Donald Trump and Kamala Harris are pushing their closing messages to voters in swing states on the last day of campaigning before America decides its next president.
Both candidates are in a final sprint across key battleground states, with Harris to campaign in Pennsylvania today and Trump heading to North Carolina, Pennsylvania and Michigan.
The polls suggest the race is still exceptionally close and more than 75 million people have already voted.
There are 50 states in the US but because most of them nearly always vote for the same party, in reality there are just a handful where both candidates stand a chance of winning. These are the places where the election will be won and lost and are known as battleground states or swing states.
Harris-Trump close race in swing states
Right now the leads in the swing states are so small that it’s impossible to know who is really ahead from looking at the polling averages.

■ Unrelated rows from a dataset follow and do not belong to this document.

PR #10, opened 2018-09-12
Allow override of CROMWELL_URL

TedBrookings:
Altered behavior to retain default CROMWELL_URL but allow overriding
it by setting CROMWELL_URL as env var.

This resolves the FIXME comment previously at this location.


TedBrookings:
Good call, I updated README.md

lbergelson:
@TedBrookings 👍 Thank you!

Some results may come in more slowly this year due to changes in how individual states – including all seven swing states that will ultimately decide the race – have administered their elections since 2020.
On the other hand, vote counting has been sped up in places like Michigan, and far fewer votes will be cast by mail this time than in the last election, which was held during the Covid pandemic.
In 2020, the election took place on Tuesday 3 November but US TV networks did not declare Joe Biden the winner until late in the morning on Saturday 7 November.
The president-elect will be inaugurated on Monday 20 January 2025, on the grounds of the Capitol complex – the 60th presidential inauguration in US history.
Stakes high
If Trump wins on Tuesday, he will be only the second defeated president to win a nonconsecutive term. He will complete one of the most staggering political comebacks ever after trying to torch democracy to stay in power after the 2020 election, being convicted of a crime and escaping two attempts on his life this year.
Harris could shatter the line of nearly 250 years of male commanders-in-chief and become the first female president. It would be a stunning feat after she unified the demoralized Democratic Party in July when President Joe Biden’s reelection bid was destroyed by the ravages of age.
Democrats experienced a new surge of optimism on Saturday when the last poll of the campaign from the Des Moines Register and Mediacom showed Harris at 47 percent and Trump at 44 percent among likely voters in a state he won easily in 2020 and 2016.
That margin falls within the poll’s 3.4-point margin of sampling error and suggests no clear leader in the state.
But the findings, which suggested a shift toward Harris from the previous Iowa Poll in September, also showed the vice president with a strong advantage among women.